Wednesday, November 16th, 2016

Ian Ramil – Derivacivilização

Next, a Brazilian indie film darling and art-rocker in his spare time…


[Video][Website]
[6.50]

Iain Mew: Having grown up on prog and c. 2000 indie/post/whatever-rock, this has a deep-rooted familiarity that reaches beyond language differences. It’s nothing special before the crescendo, but it basically only exists for that crescendo and that’s as stirring and all-encompassing as I could hope.
[7]

Alfred Soto: A happy confluence of sounds: Ian Ramil’s rudimentary strums and high vocal, the anachronistic snap of the snare drums, and sustained feedback recall the best of Tom Zé.
[7]

Jonathan Bogart: Unfailingly pleasant art-rock rumpus, aided by Filipe Catto’s high harmonies and enough instrumental squalling to give at least the illusion of catharsis. Lyrically, though, it’s nothing Devo didn’t do forty years ago. (Or, to stick with Brazilian polymaths, that Mário de Andrade didn’t do ninety years ago.)
[6]

Will Adams: The asymmetric meter, nimble drum loop and polyrhythmic melodies all point toward In Rainbows, but Ian Ramil and Filipe Catto’s vocals skew more sinister.

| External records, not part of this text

Issue #6152, opened 2026-08-05
Every bare Python class is typed Controller: falcon/cherrypy YAML class patterns are ungated by framework detection


cajasmota:
## The behaviour

Every bare Python class is typed `Controller` in the graph, on both the full and (since #6148) the incremental path.

Measured directly against the classifier, with no framework anywhere in the file:

```go
engine.New(engine.LoadAllRules()).Detect(ctx, extractor.FileInput{
    Path: "cphandler_delta.py", Language: "python",
    Content: []byte("class CpPlainProbe:\n    def cp_probe_noop(self):\n        return 1\n"),
})
// → entity kind="Controller" name="CpPlainProbe" props=[framework:python pattern_type:yaml_driven]
```

Two rule sets match a bare class declaration, neither gated on the framework actually being present:

- `internal/engine/rules/python/frameworks/falcon.yaml` — `pattern: "class\\s+(\\w+)\\s*(?:\\([^)]*\\))?\\s*:"` → `entity_type: Controller`
- `internal/engine/rules/python/frameworks/cherrypy.yaml` — `pattern: "class\\s+(\\w+)\\s*(?:\\(object\\))?\\s*:"` → `entity_type: Controller`

Detection metadata exists in both files (`import_markers: [import falcon, …]`) and is consumed by the modular loader, but `Detector.Detect` resolves compiled rule sets by `file.Language` alone — so the extraction patterns fire on every Python file in every repo, framework or not.

## Evidence it is already treated as noise

`internal/extractors/migration_prune.go:63-77` exists to delete some of the output:

```go
// "Controller" is included to prune the scaffolding noise introduced by
// … extractors that run on ALL Python files including migration files and
// emit a Controller entity for every `class Migration(...)` declaration.
// #3173: Falcon/CherryPy YAML `class X:` -> Controller patterns fire on …
"Controller": true,
```

That prune is scoped to migration files. Everything else keeps the label.

## Why this is filed rather than fixed

It surfaced while diagnosing #6148 ("incremental classifies a delta-file class as SCOPE.Component where full rebuild says Controller"). That issue is about the two paths disagreeing, and the correct scope discipline there was to make the incremental path match the full one — not to change what the full one decides. Changing this reclassifies every Python class in every indexed repo and needs its own corpus measurement and re-index.

## What a fix would have to establish first

1. How many `Controller` entities across the corpus come from these two ungated patterns versus from a real framework — measured, not estimated.
[...]

PR #6945, opened 2026-09-06
fix(#6927): GitHub Actions `^` anchors were start-of-TEXT — three of six rules could never fire, and three more were plain YAML the anchor was gating by accident

cajasmota:
The **GitHub Actions arm** of #6927 — 6 of the 14 remaining patterns, the largest block.
`docker_compose.yaml`, `ansible_core.yaml`, `play_framework.yaml` and `graphql_schema.yaml` are
untouched and stay separate arms.

`internal/engine/detector.go` compiles rule patterns with plain `regexp.Compile` at `:156,177`, so
`^` means start of **text**. In `rules/cicd/frameworks/github_actions.yaml` that left **three
patterns unable to fire at all** — `^\s{2}…` (job), `^\s+-\s+name:` (step) and `^env:\s*\n…` all
require something before the match, and start-of-text forbids it — and the other three firing only
on a file whose very first byte is `name:` or `on:`.

## The first question was not "add `(?m)`"

It was, per pattern: **is this actually specific to GitHub Actions, or has start-of-text been doing
the gating?** #6943 found exactly that in sqlalchemy. Answered here by measurement, not by reading —
every `.yml`/`.yaml` in a 59-repo corpus (`starter-workflows`, `argocd-example-apps`,
`prometheus-helm`, `awesome-compose`, `kafka`, `django`, `rails`, …): **671 files, 269 of them
GitHub Actions workflows/composite actions by location, 402 not.** Matches, files in brackets:

| pattern | kind | current (start-of-text) wf / other | `(?m)` ungated wf / other | `(?m)` + gate wf / other | verdict |
|---|---|---|---|---|---|
| `^name:\s+["']?([^"'\n]+)` | Service | 99 (99) / 24 (24) | 264 (264) / **34 (34)** | 264 (264) / 0 (0) | **gated** |
| `^\s{2}(\w[\w-]*):\s*\n\s+(?:runs-on\|uses):` | Operation | 0 / 0 | 152 (131) / **0 (0)** | — | ungated |
| `^\s+-\s+name:\s+["']?([^"'\n]+)` | Task | 0 / 0 | 1138 (232) / **194 (49)** | 1138 (232) / 0 (0) | **gated** |
| `^on:\s*\n\s+(\w+):` | Config | 1 (1) / 0 | 234 (234) / **0 (0)** | — | ungated |
| `^on:\s+(\w+)` | Config | 1 (1) / 0 | 235 (235) / **0 (0)** | — | ungated |
| `^env:\s*\n\s+(\w+):` | Config | 0 / 0 | 35 (35) / **3 (3)** | 35 (35) / 0 (0) | **gated** |

Three of the six are plain YAML — a column-0 `name:`, a `- name:` list item, a column-0 `env:`
block — and the cicd bucket is aliased onto the whole `yaml` language
(`detector.go` `dormantBucketAliases`), so `(?m)` alone would type every helm `Chart.yaml`,
`pubspec.yaml`, `compose.yaml`, ansible task and travis config in a repo as a workflow part. They
get `requires_framework: true` plus a `frameworks.detection.import_markers` block
(`runs-on:`, `uses: actions/`, `${{`, `.github/workflows/`) — the #6152 falcon/cherrypy remedy.
The marker set selects **265 of the 269** workflow files and **zero of the 402** others; the 4 it
declines are not workflows (`dependabot.yml`, `labeler.yml`, `auto_assign.yml`,
`.pre-commit-config.yaml`, which merely live in `.github/`). The gate costs no recall: 264→264 for
the name rule, 35→35 for the env rule.

The other three are self-gating and stay ungated **because that was measured, not assumed**: the
job rule names `runs-on:`/`uses:` itself, and `on:` at column 0 is GitHub Actions' trigger key —
zero matches across all 402 non-workflow files. Their anchors are graded by forbidden rows instead.

**`$`**: none of the six carries one, so `(?m)`'s second effect cannot reach them. Asserted, not
claimed — `TestIssue6927_GitHubActions_NoDollarInWidenedPatterns` fails if a `$` is ever added to a
`(?m)` pattern in this file, and pins the count at 6.

## Graded in both directions, at two levels

New golden fixture **`github-actions-workflows-mini`** (5 files: two workflows, a helm chart, an
ansible playbook, a travis config): **25.0% entity recall on the pre-fix binary (3/12), 100% after**
(12/12 entities, 3/3 relationships, 0 forbidden hits). The 3 found pre-fix are exactly the three
un-anchored controls.

New engine-level test file **`github_actions_multiline_anchor_6927_test.go`**, driving the real
embedded YAML through `LoadAllRules()` + `Detect()` against a detector holding **only** this rule
set. It exists because the fixture structurally cannot see two things:

* **The step rule's blast radius.** `ansible_core.yaml` carries an **un-anchored** `- name:` → Task
  rule in the same `yaml` bucket, which subsumes this one outright, so those 194 over-fired Tasks
  are already in the graph from the other rule file and the gate is invisible at graph level. The
  gate is still right: it stops this file depending on another rule file's accident for its own
  blast radius, and #6927's ansible arm is going to narrow that pattern.
* **Which rule produced an entity** — the fixture asserts what the graph contains.

### Axes varied vs held constant

| axis | varied | held constant |
|---|---|---|
| vertical position | nothing on line 1 (7-line comment header); second job far down; `env:` block is the LAST construct in `nightly.yml` | — |
| anchor (column 0 vs indented vs commented) | a JOB's `name:` and a STEP's `- name:` (dash-less vs dashed — these are different mutants), job-level `env:` indented, `strategy.matrix` deeper, a commented-out step | — |
| framework gate | 3 non-workflow files naming GitHub Actions nowhere | the 2 workflow files satisfy the gate, so their forbidden rows grade the anchor alone |
| alternation branch | `runs-on:` job **and** `uses:` reusable-workflow job | — |
| trigger form | block `on:` and single-line `on:` | — |
| entity name / spelling | idiomatic throughout | held constant deliberately — the name axis is graded by `TestZeroProducingKinds6776_NoSiteOverFires` and by the two different-shaped rows per fence |

Anchor rows and gate rows are kept in **separate files** on purpose (the #6943 R3 lesson): a row
held by the gate says nothing about the anchor, so each fence has rows only it can hold, and each
has two rows of different shapes so no single accident of spelling carries a fence.

### Forbidden rows, each proven capable of firing

| row | fence | mutant that mints it |
|---|---|---|
| `Service:storefront-chart` (Chart.yaml) | name-rule gate | delete `requires_framework` |
| `Config:MATRIX_KEY` (legacy-ci.yml) | env-rule gate | delete `requires_framework` |
| `Service:Build and test` (a JOB's indented `name:`, inside build.yml) | name-rule anchor | `^name:` → `^\s*name:` |
| `Service:Compile assets` (a STEP's `- name:`, inside build.yml) | name-rule anchor | `^name:` → `name:` |
| `Config:BUNDLE_PATH` (job-level `env:`) | env-rule anchor | `^env:` → `^\s*env:` |
| `Operation:matrix` (`strategy.matrix.runs-on`) | job-rule indent | `\s{2}` → `\s+` |
| `Config:needs` (job named `notification:`, which ENDS in `on:`) | both `on:` anchors | drop `^` |
| `Config:20` (`node-version: 20` contains `on: 20`) | single-event `on:` anchor | drop `^` |
| `Task:Install nginx` / `Restart nginx`, `Service:language`, `Task:Deploy to staging` (commented step) | step-rule gate + anchor | engine-level only — see above |

## Findings the widening surfaced

1. **`.github` is on the walker's hard-coded skip list** (`internal/daemon/walk/walker.go`
   `hardcodedSkipDirs`), so a workflow stored where GitHub actually looks for it is never walked —
   these rules and this file's `.github/workflows/*.yml` `file_conventions` globs cannot fire on a
   real repo at all. The fixture stores its workflows at `ci/workflows/`, the layout GitHub's own
   `starter-workflows` repo uses. Filed separately.
2. **The job rule only looks at the immediately-next line**, so a job whose first key is `needs:`
   (or `if:`, `name:`, `permissions:`) is missed. Pinned as an *edge* rather than as prose: the
   fixture's `notification` job is asserted through the structured extractor's
   `CONTAINS` edge, which sees it while the regex rule does not.
3. **The single-event `on:` rule also reads the block form** — `\s` matches a newline — which is why
   its corpus count (235) sits one *above* the block-form rule's (234) rather than complementing it.
   The old `# on: single event` comment denied this. Now pinned by
   `TestIssue6927_GitHubActions_SingleEventRuleAlsoReadsBlockForm` against the shipped pattern text,
   because at entity level the two rules mint the same Config and the duplicate folds away.

### Mutants — scored at BOTH levels

Eighteen mutants, each applied to a pristine copy with the anchor-text occurrence count asserted
**exactly 1** (a silently-unapplied edit reads as ALIVE and argues the opposite, #6926), with a
green positive control before the first and after the last.

| mutant | engine suite | fixture gate |
|---|---|---|
| `^name:` → `^\s*name:` | DEAD | DEAD |
| `^name:` → `name:` (drop anchor) | DEAD | DEAD |
| name rule: drop `(?m)` | DEAD | DEAD |
| name rule: drop `requires_framework` | DEAD | DEAD |
| job rule: `\s{2}` → `\s+` | DEAD | DEAD |
| job rule: drop `(?m)` | DEAD | DEAD |
| step rule: drop `(?m)` | DEAD | **ALIVE** |
| step rule: drop `^` | DEAD | **ALIVE** |
| step rule: drop `requires_framework` | DEAD | **ALIVE** |
| block `on:`: drop `^` | DEAD | DEAD |
| block `on:`: drop `(?m)` | DEAD | **ALIVE** |
| single `on:`: drop `^` | DEAD | DEAD |
| single `on:`: drop `(?m)` | DEAD | DEAD |
| `^env:` → `^\s*env:` | DEAD | DEAD |
| env rule: drop `(?m)` | DEAD | DEAD |
| env rule: drop `requires_framework` | DEAD | DEAD |
| replace the marker set with one that matches nothing | DEAD | DEAD |

**All 18 DEAD at engine level. Four are ALIVE at the fixture gate**, and all four for reasons this
PR documents rather than discovers: the three step-rule mutants are invisible in the graph because
`ansible_core.yaml` mints those Tasks anyway, and `block on:` losing `(?m)` is masked because the
*single-event* rule reads the block form too and still mints `pull_request`. That masking is
precisely why the single-event rule's real behaviour is now pinned.

**One mutant was ALIVE at BOTH levels on first scoring and is now DEAD.** `^name:` → `^\s*name:`
survived every row: a step's `- name:` opens with a **dash**, so `\s*` cannot reach it, and the
`Service:Compile assets` row was passing for the wrong reason. What the widened anchor actually
claims is a **job's** `name:` — the display-name key, indented and dash-less, which every real
workflow may carry. `build.yml` now declares one and the fixture forbids `Service:Build and test`.
Two anchor rows for that fence, because the first one was not grading it.

### Ratchet delta

`scripts/quality/run.sh --ratchet` → **OK, 35 gated fixtures held their baseline** (26 at 100%
must-have recall), exit 0, no `GREW` line. The three known python drifts of #6898
(`python-django-mini`, `python-fastapi-mini`, `python-rq-mini`) did not appear — and that is **not
python recovering**, which is worth stating because "no drift" invites exactly that inference. The
new baseline row was written **by hand** rather than by `--update-baseline`, so no re-record
happened; #6898's drift is a *downward* movement of the extracted totals, `ratchet.py` fails on
`got > want` only, and a fall is silent by design. With no re-record there was no write for a drift
to appear in — the mechanism was **not exercised**, not satisfied. The baseline diff is purely
additive (one object, six keys), so nothing else could be re-recorded as a side effect.

### Review round (#6945 review, `24b2310d8`)

Independent review scored five mutants of its own and found **three fences that read as covered and
were not**. All three are closed; no shipped rule text changed.

| gap | before | now |
|---|---|---|
| no SINGLE `import_marker` was graded — deleting only `runs-on:` cost a `run:`-only workflow its Service and every Task | ALIVE at engine, fixture **and** ratchet | **DEAD** — one minimal workflow per marker, each asserting it carries exactly one marker first |
| the `(?:runs-on\|uses)` alternation — the entire justification for leaving the job rule ungated | ALIVE at engine and fixture; died only *incidentally* on the ratchet's generic growth ceiling | **DEAD at both** — forbidden `Operation:notification` plus an exact-set assertion |
| `SingleEventRuleAlsoReadsBlockForm` selected its rule by pattern **text** | red on a behaviour-**preserving** rewrite; its "kill" of a real anchor weakening was selector loss | rules selected by **behaviour**; the weakening `^on:` → `^\s*on:` now DEAD on its own test, and the behaviour-preserving control is **GREEN** |

The control is the one that matters: `(\w+)` → `([\w]+)` changes nothing and used to turn the suite
red with the same message a real break produced. A test that fails when you rename something and
passes for the wrong reason when you break something reads as coverage and is not.

Two caveats are now recorded beside the marker list rather than left implicit: **`${{` is Azure
Pipelines' template syntax too** (and an `azure-pipelines.yml` carries a column-0 `name:` *and* a
`- name:` variables list, so both gated rules would over-fire on one), and a **composite `action.yml`
whose steps are all `run:`** carries none of the four markers. Zero of 402 is a measurement, not a
proof.

## Verification

* `go test ./internal/engine/ ./internal/quality/... ./cmd/grafel/ -count=1` — green.
* `scripts/quality/run.sh --ratchet` — green at 35 gated fixtures, delta enumerated above.
* Corpus-size guards re-derived **from disk**, not from the diff: 35 fixture directories, 35
  baseline entries, guards moved 34 → 35 in `zero_relationships_6490_test.go`,
  `subtype_assertion_6488_test.go` and `absent_relationships_6490_test.go`.

Refs #6927, #6917, #6902, #6152, #6943.

### DIFF
--- a/internal/engine/github_actions_multiline_anchor_6927_test.go
+++ b/internal/engine/github_actions_multiline_anchor_6927_test.go
@@ -1,0 +1,429 @@
+package engine
+
+import (
+	"context"
+	"regexp"
+	"sort"
+	"strings"
+	"testing"
+
+	"github.com/cajasmota/grafel/internal/extractor"
+)
+
+// #6927 — the cicd arm. The same defect #6917 fixed for sinatra and #6943 for
+// python, in rules/cicd/frameworks/github_actions.yaml. detector.go compiles
+// rule patterns with plain regexp.Compile at :156 and :177, so `^` means START
+// OF TEXT. Six patterns were affected:
+//
+//	^name:\s+["']?([^"'\n]+)                       -> Service
+//	^\s{2}(\w[\w-]*):\s*\n\s+(?:runs-on|uses):     -> Operation
+//	^\s+-\s+name:\s+["']?([^"'\n]+)                -> Task
+//	^on:\s*\n\s+(\w+):                             -> Config
+//	^on:\s+(\w+)                                   -> Config
+//	^env:\s*\n\s+(\w+):                            -> Config
+//
+// Three of them could never fire AT ALL — `\s{2}`, `\s+-` and a preceding
+// `env:` block all require something before the match, and start-of-text
+// forbids it. The other three fired only on a file whose very first byte was
+// `name:` or `on:`.
+//
+// Two things are graded here that the golden fixture
+// (internal/quality/golden/github-actions-workflows-mini) structurally cannot
+// see, and that is why this file exists alongside it:
+//
+//  1. The Task rule's blast radius. ansible_core.yaml carries an UN-anchored
+//     `-\s+name:` -> Task rule in the same `yaml` bucket, so every Task the
+//     GitHub Actions rule could over-emit is already in the graph from the
+//     other rule file. At graph level the gate is invisible; against a
+//     detector holding ONLY this rule set it is not.
+//  2. Which RULE produced an entity. The fixture asserts what the graph
+//     contains; these tests assert what this one rule file contributes.
+//
+// Graded in BOTH directions (#6902), because a recall assertion is
+// structurally blind to over-firing.
+
+// ghaOnlyRules returns the loaded rule map reduced to the GitHub Actions rule
+// set alone. The rules are the REAL embedded YAML — the defect IS the shipped
+// pattern text, so a hand-written copy would leave the shipped one unobserved
+// — but every other yaml rule set is dropped, so nothing another rule file
+// mints can be mistaken for evidence about this one.
+func ghaOnlyRules(t *testing.T) map[string][]FrameworkRule {
+	t.Helper()
+	all, err := LoadAllRules()
+	if err != nil {
+		t.Fatalf("LoadAllRules: %v", err)
+	}
+	out := map[string][]FrameworkRule{}
+	for lang, frs := range all {
+		for _, fr := range frs {
+			if fr.Frameworks.Name == "GitHub Actions" {
+				out[lang] = append(out[lang], fr)
+			}
+		}
+	}
+	// The loader keys rule sets by their BUCKET directory (`cicd`); it is
+	// compile() that aliases the bucket onto the `yaml` language via
+	// dormantBucketAliases, which is why these tests hand Detect a
+	// Language of "yaml" while the map key stays "cicd". If that stops being
+	// true the tests are measuring nothing, so it is asserted rather than
+	// assumed.
+	if len(out["cicd"]) != 1 {
+		t.Fatalf("expected exactly one GitHub Actions rule set in the cicd bucket, got %d",
+			len(out["cicd"]))
+	}
+	return out
+}
+
+func detect6927GHA(t *testing.T, path, src string) *DetectResult {
+	t.Helper()
+	det := New(ghaOnlyRules(t))
+	res, err := det.Detect(context.Background(), extractor.FileInput{
+		Path:     path,
+		Content:  []byte(src),
+		Language: "yaml",
+	})
+	if err != nil {
+		t.Fatalf("Detect: %v", err)
+	}
+	return res
+}
+
+func has6927GHA(res *DetectResult, kind, name string) bool {
+	for _, e := range res.Entities {
+		if e.Kind == kind && e.Name == name {
+			return true
+		}
+	}
+	return false
+}
+
+func names6927GHA(res *DetectResult, kind string) []string {
+	var out []string
+	for _, e := range res.Entities {
+		if e.Kind == kind {
+			out = append(out, e.Name)
+		}
+	}
+	sort.Strings(out)
+	return out
+}
+
+// gha6927Workflow is the fixture's build.yml, held here as a const so the
+// engine-level assertions and the golden fixture describe the SAME source. It
+// opens with a comment header — the shape every real workflow has, and the
+// reason start-of-text found a `name:` in only 99 of the 269 workflow files in
+// the measured corpus.
+const gha6927Workflow = `# Storefront build pipeline.
+#
+# Deliberately NOT under .github/.
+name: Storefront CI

Not only do they neatly foreshadows the chaos that sets in during the final minute, they keep me locked in for the ride until that riveting moment.
[7]

Claire Biddles: This sounds like two sounds in opposition and recalls Hail to the Thief-era Radiohead: The suggestion of experimentation being tamed somewhat by more typical indie-rock vocals and acoustic guitar. The strange staccato piano/horn break in the middle and the centring of the backing vocals in the second half lend a spooky, meandering quality, but I’m left wondering why it takes so long to arrive at anywhere interesting, and wishing for a condensed 4-minute edit.
[5]

Tim de Reuse: An alternate-universe answer to “Jigsaw Falling into Place” that begins with the same kind of drive, propelled by acoustic guitar arpeggios and a snappy, circular drum loop but ends up pretty far off-course from Radiohead’s clean, glossy mission statement. Instead, we get discordant electric guitars chugging away in one channel, a messy, layered mix, and an all-hands-on-deck noisy climax. Overall, a good direction, I think! It would have benefited from a dose of brevity, though — the finale is impressive, but not worth the two bridges of buildup that we have to sit through to get there.